Refresh, rescan, and rebuild

source update operations ensure that the content displayed in the search results of your Coveo-powered search interface closely matches your original repository content. For a great user experience, changes in your repository must be searchable and displayed in your search interface shortly after they’ve been saved.

To keep a source up to date with your content or to apply a source configuration change, you must run a source update operation. This can be done either manually on the Sources (platform-ca | platform-eu | platform-au) page or automatically with a schedule.

For most sources, Coveo offers three update operations:

  • Refresh

  • Rescan

  • Rebuild

When you run a source update operation, Coveo looks for and indexes changes in:

For more information on the indexing process, see Indexing Pipeline and Keep an Index Up to Date.

A source update (often a rebuild) may be required to apply some changes made to your source configuration. If so, you will be prompted to launch the required operation on the Sources (platform-ca | platform-eu | platform-au) page.

Refresh

During a refresh operation, Coveo crawls the items and permission models that have been identified by your content system as modified since the last source update. Then, Coveo retrieves the changes and updates your index.

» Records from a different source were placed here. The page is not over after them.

PR #120, opened 2020-03-12
Improve manual install experience

markstos:
- Add Makefile to install files
   - It even checks for required binaries
 - Document manual install steps
 - Document how to start and enable via systemd

### DIFF
--- a/Makefile
+++ b/Makefile
@@ -1,0 +1,13 @@
+# `dmenu` is not a hard dependency, but you need it unless
+# you plan to set CM_LAUNCHER to another value like `rofi`
+REQUIRED_BINS := xsel clipnotify
+$(foreach bin,$(REQUIRED_BINS),\
+    $(if $(shell command -v $(bin) 2> /dev/null),$(info Found `$(bin)`),$(error Missing Dep. Please install `$(bin)`)))
+
+.PHONY: install
+
+install:
+	install -D -m755 clipmenu /usr/bin/clipmenu
+	install -D -m755 clipmenud /usr/bin/clipmenud
+	install -D -m755 clipdel /usr/bin/clipdel
+	install -D -m644 init/clipmenud.service /usr/lib/systemd/user/clipmenud.service
--- a/README.md
+++ b/README.md
@@ -12,11 +12,13 @@ clipmenu is a simple clipboard manager using [dmenu][] (or [rofi][] with
 Start `clipmenud`, then run `clipmenu` to select something to put on the
 clipboard.
 
-A systemd user service for starting clipmenud is included at
-[init/clipmenud.service](https://github.com/cdown/clipmenu/blob/develop/init/clipmenud.service).
-You can then start clipmenud like this:
+A systemd user service for starting clipmenud is installed as part of the project.
 
-    systemctl --user start clipmenud
+If you want to start `clipmenud` immediately via systemd and have it be started when you login, run:
+
+    systemctl --user enable --now clipmenud
+
+You may wish to bind a shortcut in your window manager to launch `clipmenu`.
 
 All args passed to clipmenu are transparently dispatched to dmenu. That is, if
 you usually call dmenu with args to set colours and other properties, you can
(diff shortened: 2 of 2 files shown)


README.md
```diff
@@ -23,13 +25,26 @@ invoke clipmenu in exactly the same way to get the same effect, like so:
...
+
+If your distribution doesn't provide a package, you can run the following
+the commands to install this.  (Or better yet, create package for your distribution!).
+You'll first need to install `xsel`, `dmenu` and `clipnotify`.
+
+     git clone https://github.com/cdown/clipmenu.git
+     cd clipmenu
+     sudo make install
+
+If you want to start `clipmenud` immediately via systemd and have it be started whenm you login, run:
```
cdown: s/whenm/when/

Makefile
```diff
@@ -0,0 +1,13 @@
+
+
+REQUIRED_BINS := xsel dmenu clipnotify
```
cdown: dmenu isn't required if you're going to use a different `CM_LAUNCHER`.

README.md
```diff
@@ -14,6 +14,8 @@ clipboard.
 
 A systemd user service for starting clipmenud is included at
 [init/clipmenud.service](https://github.com/cdown/clipmenu/blob/develop/init/clipmenud.service).
+It's installed as part of the manual install process below.
```
cdown: I'd rather not recommend manual installation upfront, people should be using packages where possible.

README.md
```diff
@@ -23,13 +25,26 @@ invoke clipmenu in exactly the same way to get the same effect, like so:
 
 You can remove clips with the `clipdel` utility, see `clipdel --help`.
 
-# Installation
+# Installation - Packages
```
cdown: I'd rather not differentiate this, this is the canonical way to install.

README.md
```diff
@@ -23,13 +25,26 @@ invoke clipmenu in exactly the same way to get the same effect, like so:
...
 Several distributions, including Arch and Nix, provide clipmenu as an official
 package called `clipmenu`.
 
-If your distribution doesn't provide a package, you can run the scripts
-standalone (or better yet, package them!).
+# Installation - Manual
+
+If your distribution doesn't provide a package, you can run the following
+the commands to install this.  (Or better yet, create package for your distribution!).
+You'll first need to install `xsel`, `dmenu` and `clipnotify`.
```
cdown: ditto on dmenu

README.md
markstos: Ubuntu is the most popular desktop Linux distribution and there is no package for it. I was trying to provide easy to find instructions that would help people who are using the most popular Linux distro. How you do recommend documenting the install process for Ubuntu users?

Makefile
markstos: `dmenu` is a hard dependency on Arch Linux. I was modeling what's done in the PKGBUILD file: https://git.archlinux.org/svntogit/community.git/tree/trunk/PKGBUILD?h=packages/clipmenu

By depending on `dmenu`, you have a better chance of success for a very common case.

Like a lot of `rofi` users, I symlink `dmenu` to rofi so that every `dmenu` call is redirected. Even a number of `rofi` users will have `dmenu` in their path. That's the only way to handle some other `dmenu` utilities.

README.md
markstos: The way the `systemd` file is linked to directly here it's not clear that it's included in the packages (It is for Arch) or would otherwise be included during install. It seems like the suggestion is that the file might need to be copy/pasted or manually installed. 

I don't think people need to see the contents of the `systemd` file any more than they need to see the content of the `bash` scripts. Why not just remove the link and say:

> A systemd user service for starting clipmenud is installed as part of the project.

And just leave it that.

markstos: On the other hand, all users who want to use the `systemd` integration need to actually enable and start the systemd service. I included that in the "manual install" section put perhaps it should be moved up to the "Usage" section, since it applies to those using packages as well. At least Arch doesn't actually `start` or `enable` the service for you.

markstos:
I've pushed an amend commit which addresses the feedback above.

 * The "Manual Install" section has now been minimized, with some more detailed moved to "Usage" that apply to all cases.
 * `dmenu` is no longer considered a dependency for manual installation.

README.md
cdown: Different distributions have different ideas about what the right way to do things is. Arch just happens to (correctly...) have the idea that one shouldn't enable or start things up front. I'm pretty sure Debian and Ubuntu at least historically have taken the opposite perspective, so it's more of a distribution question than a package one.

> I don't think people need to see the contents of the systemd file any more than they need to see the content of the bash scripts.

You're going to probably end up looking at it if you want to customise any of the environment. I mean sure, you can use a dropin, but you're going to go and look at what's there already to work out what to do.

Makefile
```diff
@@ -0,0 +1,15 @@
+
```
cdown: did you mean to leave these blank?

markstos:
I've pushed a refinement to remove the blank lines.

cdown:
This is fine, just needs rebase for 6.0.0. Thanks!

markstos:
Rebased.

cdown:
Thanks!

PR #121, opened 2020-03-13
document options for clipmenu

markstos:
For privacy considerations, it's important to know about CM_MAX_CLIPS
and it's default to storing to 1000 clipboard items by default.

Users could also use a hint about how to cleanly override environment
variables with systemd.

### DIFF
--- a/README.md
+++ b/README.md
@@ -49,6 +49,34 @@ there, but it basically works like this:
 2. If `clipmenud` detects changes to the clipboard contents, it writes them out
    to the cache directory.
 
+### Features of `clipmenud`
+
+The behavior of `clipmenud` can be customized through environment variables. Features include:
+
+ * Customizing max number of clips (Default: 1000)
+ * Choosing which selections to manage
+ * Ignoring certain windows, like password managers
+ * Enabling debugging
+ * Customizing the cache dir location
+ * Disable looping
+ * Option to "own" the clipboard
+
+Check the online help to view the details:
+
+    clipmenud --help
+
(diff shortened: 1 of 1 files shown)


cdown:
Hmm, I've added a note recently about `clipmenud --help`, but I'd rather not duplicate systemd documentation here, and I'd rather keep the readme shorter if possible. Could you go over more about the rationale to add this here as opposed to just pointing to `--help`?

markstos:
Each of these options is essentially a feature of `clipmenu`.

The ability to limit your history is particularly important feature for privacy.

A normal thing prospective users want to do when they are shopping for potential software to use is to be able to read a summary of the features offered to know whether they should even bother trying to install the software.

Put another way: Why pointing to the online help is OK for existing users to find the documentation, it's valuable for potential users to find this documentation without first installing the software.

Personally, a "max clips" feature is a key criteria on my shopping list for a clipboard manager. I imagine the other options exist because they are important to someone else who was shopping for a clipboard manager.

cdown:
> A normal thing prospective users want to do when they are shopping for potential software to use is to be able to read a summary of the features offered to know whether they should even bother trying to install the software.

Sure, then feel free to list some of the important features in a terse way, but we should just point to `clipmenud --help` to show the actual options -- let's avoid splitting sources of truth on documentation :-)

markstos:
I've now simplified the options docs and re-framed them as a terse description of "features".

cdown:
lgtm, thanks :-)

PR #124, opened 2020-04-08
Added entry to README.md for automatic pasting with sxhkd

jpnadas:
Simply setting CM_OUTPUT_CLIP=1 doesn't work with `sxhkd`. I managed to get it working with `xdotool`, so I added it to `README.md`, as I imagine this is something many people will want.

### DIFF
--- a/README.md
+++ b/README.md
@@ -40,6 +40,16 @@ package called `clipmenu`.
 If your distribution doesn't provide a package, you can run the scripts
 standalone (or better yet, package them!).
 
+## Configuration
+### Automatic pasting with sxhkd
+To get a `sxhkd` key binding to paste automatically, you can use `xdotool` to simulate the pressing of the paste shortcut.
+
+```
+# sxhkdrc
+alt + v
+    clipmenu && xdotool key Shift+Insert
+```
+
 # How does it work?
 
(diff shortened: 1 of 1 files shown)


cdown:
Thanks, but this seems highly specific (eg. most clipmenu are not also sxhkd users...), so I'm not in favour of adding this to the readme.

CM_OUTPUT_CLIP is about putting the clipboard contents on stdout anyway, I'm not sure how it's related.

jpnadas:
I think I confused putting it to stdout to pasting it... that is my bad.

In any case, don't you think this is relevant? sxhkd is widely used, and I think the behavior of pasting it automatically is quite nice to have.

cdown:
Where's the evidence that sxhkd is widely used by clipmenu users? There's only a single other issue or pull request that refers to it in any fashion (https://github.com/cdown/clipmenu/issues?q=sxhkd). If we added instructions for every piece of software which is "widely used", the readme would become an unending mess.

A generic guide to programmatically triggering a paste seems an independent piece of information from clipmenu operation, though, even if it's not about sxhkd.

jpnadas:
Ok, you convinced me. My intention was to save some time for people who tried to do the same thing as I did, but you are right, the readme is not the right place to have it.

I will withdraw the PR

PR #134, opened 2020-07-23
Run clipmenud after the display manager is started

nenad:
In cases of starting the display manager manually from tty, the DISPLAY variable is not yet set and clipmenud is crashing.


cdown:
Hi! This doesn't appear to be a standard unit, so you're probably going to have to add it as a drop-in.

Another way to provide `$DISPLAY` if X is not started yet is with `systemctl --user import-environment`.

nenad:
You are right. Turns out this didn't even fix it on my machine as I'm starting `sway` by executing `sway` from the tty and not through systemd. I'll close the PR, thanks for the input!

PR #188, opened 2020-09-03
Make page title configurable, make index a template

SeanMcGrath:


.gitignore
```diff
@@ -163,3 +163,6 @@ dist
 
 # Generated python files for proto schemas
 app/jitsi/schema/*pb2.py
+
+# VSCode
+*.code-workspace
```
bMacSwigg, line 168: Nit: newline at end of file

app/client/styles/themes/_active.scss
```diff
@@ -0,0 +1 @@
+/Users/smcgrath/code/jitsi-party/app/client/styles/themes/_tst.scss
```
bMacSwigg, line 1: Can this be a relative path?

app/config/schema/config.proto
```diff
@@ -13,9 +13,14 @@ message Config {
     // Optional. Defaults to false.
     bool debug = 1;
 
+    // Title for main page
+    // document.title in the DOM
+    // Required.
+    string pageTitle = 18;
```
bMacSwigg, line 19: Super nit: this should technically be `page_title` according to proto style. The json parser will still accept `pageTitle` in the config files.

bMacSwigg (approved):

app/client/styles/themes/_active.scss
SeanMcGrath: oh this should be gitignored

PR #191, opened 2020-09-04
allow selection of theme via symlink

SeanMcGrath:
decided it would be a good idea to handle themes the same way we handle config


app/client/styles/main.scss
```diff
@@ -13,10 +13,9 @@
 
 // 3. Themes
 @import
-  // 'themes/default',
-  // 'themes/june13';
-  // 'themes/bauhaus';
-  'themes/tst';
+// symlink your theme file to "themes/_active.scss" and it will override the default
+// if you don't have a theme, just `ln -s _default.scss _active.scss`
+  'active';
```
bMacSwigg, line 18: Wouldn't this need to be 'themes/active'?

bMacSwigg (approved):

app/client/styles/main.scss
SeanMcGrath: no, the change to the webpack config makes the prefix unnecessary. instead, we resolve `themes/_active.scss` preferentially over `themes/default/_active.scss`

PR #203, opened 2020-10-09
Dockerized local development

hndrewaall:
Currently broken by jitsi component dropping `/jitsi` prefix from its calls to the jitsi-meet backend (`/http-bindroom` etc). If anyone can help would greatly appreciate!


hndrewaall:
Note that this is not based on latest master, nor do I wish to rebase until I can figure out wtf is going on here

hndrewaall:
Also this is very much a WIP so there's def some noise in here (like my pyenv crap)

hndrewaall:
OK ready!

hndrewaall:
@morganecf i think maybe you dropped the "basic" theme, which was previously "active" (which is now a gitignored symlink). so this adds it back. probably also needs the fix you did for the others?

hndrewaall:
@morganecf actually the "basic" css/theme combo works but looks pretty weird to me. i wonder if tst specific stuff is being leaked somehow

morganecf:
@hndrewaall I didn't drop `_basic.scss` : https://github.com/morganecf/jitsi-party/commit/44bbf6a76946dd7ca57130284c9efa2746963048 

The important thing I did in that commit was to move `_active.scss` to the `themes` directory. I explained this in the PR, but to be more clear, there were 2 issues:
1. Old themes are missing variables that got added to other stylesheets during TST development. The TST themes set these variables, so you shouldn't see any issues like `Undefined variable: "$avatar-highlight-color".` for those once 2) is fixed. **This isn't fixed.**
2. Because `_active.scss` was in the wrong place, setting the theme wasn't really working and the main stylesheet was importing an old theme, triggering error 1). **This is fixed**, meaning all the TST themes should be working.

hndrewaall:
yeah i figured out the move bit. still though it doesn't look right. has tst fonts and stuff

morganecf:
I don't really know what `basic` is or where it came from, but I agree that it shouldn't have TST fonts. Maybe we linked a TST theme to `basic` at some point?

hndrewaall:
no, I'm renaming active to basic, because active connotes that it is active, which it isn't

hndrewaall:
anyway i think i figured it out

morganecf:
I'm confused -- aren't we using `active` as the active theme? It gets imported in `main`. How are we setting the theme otherwise?

hndrewaall:
don't worry about it. it's fixed now. active is a symlink. the old active css is now called basic

hndrewaall:
however, said basic css still results in tst fonts which seems wrong

morganecf:
Ok I see. The old `active` CSS definitely contained TST styles because I hardlinked the TST theme to it.

hndrewaall:
OK. we used to have a non TST theme that i would really like to have back

hndrewaall:
we need to not break everything non-TST every time we add something for them

hndrewaall:
aside from weird fonts with the default css, things work now here and are ready for review

morganecf:
I'm poking around in history and there used to be a theme called `_default.scss`, but I'm not sure where it went. We might have overwritten it at some point with the `default/_active.scss` business. I agree that we shouldn't break things, obviously…I made a ticket for the inconsistent theme issue: https://github.com/morganecf/jitsi-party/issues/322

README.md
```diff
@@ -4,49 +4,15 @@ A virtual party space.
...
-# Set up a virtualenv
-virtualenv venv
-source venv/bin/activate
-pip install -r requirements.txt
-
-# Make sure you have node/npm installed
-brew install node # on Linux: `apt install npm`
-
-# Make sure you have protoc installed
-brew install protobuf # on Linux: `apt install protobuf-compiler`
```
bMacSwigg, line 18: Do users need to do anything to get these dependencies now (node and protoc)?

app/setup.sh
```diff
@@ -1,15 +0,0 @@
-export FLASK_APP="manager.py"
-export FLASK_ENV=development
-export FLASK_RUN_PORT=3000
-
-if [ -f email_config.sh ]; then
```
bMacSwigg, line 5: Do we still use these email_ and text_config files?

bMacSwigg (commented):
This generally LGTM, but I haven't had the time to actually try running this on a GCP VM. The documentation seems good and I very much appreciate that setup is consolidated into the Makefile more now. I left a couple comments about things that were deleted.

README.md
hndrewaall: This should stay. I'll restore

app/setup.sh
hndrewaall: I need to figure out what prod is doing and update this accordingly. probably it'll just be stuff to add to the .env file but that should be documented

tstsocal:
A couple of issues I noticed:

1. In the **gen-passwords.sh** it doesn't like the empty quotes after the `sed -i`.
2. In the **env.template.sh** you need to remove white-space on lines: 55 & 56, should be:
         BRIDGE_CHANNEL=datachannel
         ENABLE_XMPP_WEBSOCKET=false

tstsocal:
A couple of issues I noticed:

1. In the **gen-passwords.sh** it doesn't like the empty quotes after the `sed -i`.
2. In the **env.template.sh** you need to remove white-space on lines: 55 & 56, should be:
         BRIDGE_CHANNEL=datachannel
         ENABLE_XMPP_WEBSOCKET=false

hndrewaall:
Updated docs and rebased and force-pushed. Gonna executive merge this for everyone's sanity

PR #207, opened 2020-10-10
Update config.json

kacycrider:
Removed the hatewatching stat, changed the rooms for meeting animals to reflect where animals are, changed the header to say welcome home, changed the video display name from Fellow Satanist to Satanist.

### DIFF
--- a/app/config/tstvhq/config.json
+++ b/app/config/tstvhq/config.json
@@ -69,7 +69,6 @@
                 "text": "📍 {count} exploring"
             },
             "additionalStats": [{
-                {
                     "text": "📕 {count} reading",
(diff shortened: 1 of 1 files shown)


app/config/tstvhq/config.json
```diff
@@ -68,17 +68,13 @@
                 "display": false,
                 "text": "📍 {count} exploring"
             },
-            "additionalStats": [{
```
hndrewaall, line 71: this shouldn't be deleted i don't think

hndrewaall (changes requested):

hndrewaall (approved):

PR #214, opened 2020-10-16
Update rooms 10-16_2.json

LEDFlashing:


app/config/tstvhq/rooms.json
```diff
@@ -127,10 +127,13 @@
         {
             "id": "teaRoom",
             "name": "Tea Room",
-            "type": "JITSI",
-            "capacity": 10,
-            "muteRoom": false,
+            "type": "iFrame",
```
hndrewaall, line 130: this might be case sensitive?... we'll find out!

hndrewaall (approved):
approving but might need a fix. will test after merging cuz fuck it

A refresh can be scheduled or launched manually on the Sources (platform-ca | platform-eu | platform-au) page. It’s the update operation with the lowest impact on server resources and performance.

Notes
  • Some sources don’t support refresh operations. Most notably, Web sources perform rescans instead.

  • Some sources do support refresh operations, but have limitations. For instance, a refresh may not retrieve all types of changes, such as deleted items or permission changes. Check the Source Key Characteristics table of the desired source documentation page for details on any limitation.

Rescan

During a rescan operation, Coveo crawls all items in your content system. Then, Coveo re-indexes only the items and permissions that have been modified since the last source update. A rescan is typically used as a safeguard, that is, to index any change that hasn’t been caught by refresh operations due to limitations.

A rescan also deletes items from your index that either:

  • Have been deleted in your content system and therefore haven’t been crawled. If you rarely or never delete your content, see Forbid item deletion during a rescan.

  • Have been marked as deleted in your content system.

A rescan can be scheduled or launched manually on the Sources (platform-ca | platform-eu | platform-au) page. It has a moderate impact on server resources and performance.

Rebuild

During a rebuild operation, Coveo crawls all items in your content system. It then re-indexes all these items.

Typically, a rebuild is only necessary following a source configuration change that affects the indexed content.

You can launch a rebuild manually on the Sources (platform-ca | platform-eu | platform-au) page. The process can take several hours or days and has the biggest impact on server resources and performance since it crawls and re-indexes a large number of items. Therefore, for optimal efficiency, you should only launch a rebuild when you’ve made all the desired source or content changes.

Example

You changed the name of a space in your Confluence Cloud instance. A rebuild of your Confluence Cloud source is now necessary because performing a rescan will only detect the change in pages that are created or modified after the name change.

About the update process

During a source update operation, Coveo retrieves the latest version of each item it crawls.

For example, let’s say you launch the rescan of a source of 100 items at 12:00 AM. At 12:01 AM, while Coveo is crawling the 24th item, you edit the 81st item. At 12:02 AM, Coveo crawls the 81st item and indexes the change you’ve made.

Conversely, changes made to items that Coveo has already crawled will only be picked up and indexed by the next update operation.

For example, let’s say you launch the rescan of a source of 100 items at 12:00 AM. At 12:02 AM, while Coveo is crawling the 74th item, you edit the 10th item. At 12:03 AM, Coveo indexes the 100th item, and the rescan operation ends. Later that day, you launch a refresh. The 10th item, which is marked as modified at 12:02 AM, is then crawled and your item change is indexed.